- _What is being asked_: When the line containing "--- a/connector/__openerp__.py" appears in the data below, begin copying there and stop only after the line containing "Hmmmm this docs".

- _Material to process_:

PR #191, opened 2016-04-29
Move connector settings menu to technical

lasley:
This PR moves the Connector settings menu to the Technical Settings submenu. 

Odoo 9 made the General Settings menu a link, which current implementation breaks by adding itself as a submenu.

### DIFF
--- a/connector/__openerp__.py
+++ b/connector/__openerp__.py
@@ -20,7 +20,7 @@
 ##############################################################################
 
 {'name': 'Connector',
- 'version': '9.0.1.0.2',
+ 'version': '9.0.1.0.3',
  'author': 'Camptocamp,Openerp Connector Core Editors,'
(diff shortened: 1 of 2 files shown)


lasley:
Hmmmm this docs error is something I haven't seen before - https://travis-ci.org/OCA/connector/jobs/126748870

Can anyone provide some guidance on that? Is this part of the new setuptools build process?

guewen:
Thanks! :+1: 

The doc build issue comes from https://github.com/OCA/odoo-sphinx-autodoc/pull/4 which has been fixed but not yet pushed on pypi.

lasley:
Nice, I'm going to have to check out this AutoDoc module - it looks handy! Thanks for the clarification & review

lmignon:
:+1:

PR #153, opened 2015-12-01
Fix backend_to_m2o to extract id of the binding

guewen:
The default binder returns a recordset of one record since 41561c8 so
backend_to_m2o should extract the Id from it.

PR #194, opened 2016-05-12
Fix backend_to_m2o to extract id of the binding

guewen:
The default binder returns a recordset of one record since 41561c8 so
backend_to_m2o should extract the Id from it.

Port from https://github.com/OCA/connector/pull/153


lmignon:
Same as for #153 :+1: LGTM (Code review no test)

lasley:
👍  waiting on rebuild for 🍏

- _Output_:
--- a/connector/__openerp__.py
+++ b/connector/__openerp__.py
@@ -20,7 +20,7 @@
 ##############################################################################
 
 {'name': 'Connector',
- 'version': '9.0.1.0.2',
+ 'version': '9.0.1.0.3',
  'author': 'Camptocamp,Openerp Connector Core Editors,'
(diff shortened: 1 of 2 files shown)


lasley:
Hmmmm this docs error is something I haven't seen before - https://travis-ci.org/OCA/connector/jobs/126748870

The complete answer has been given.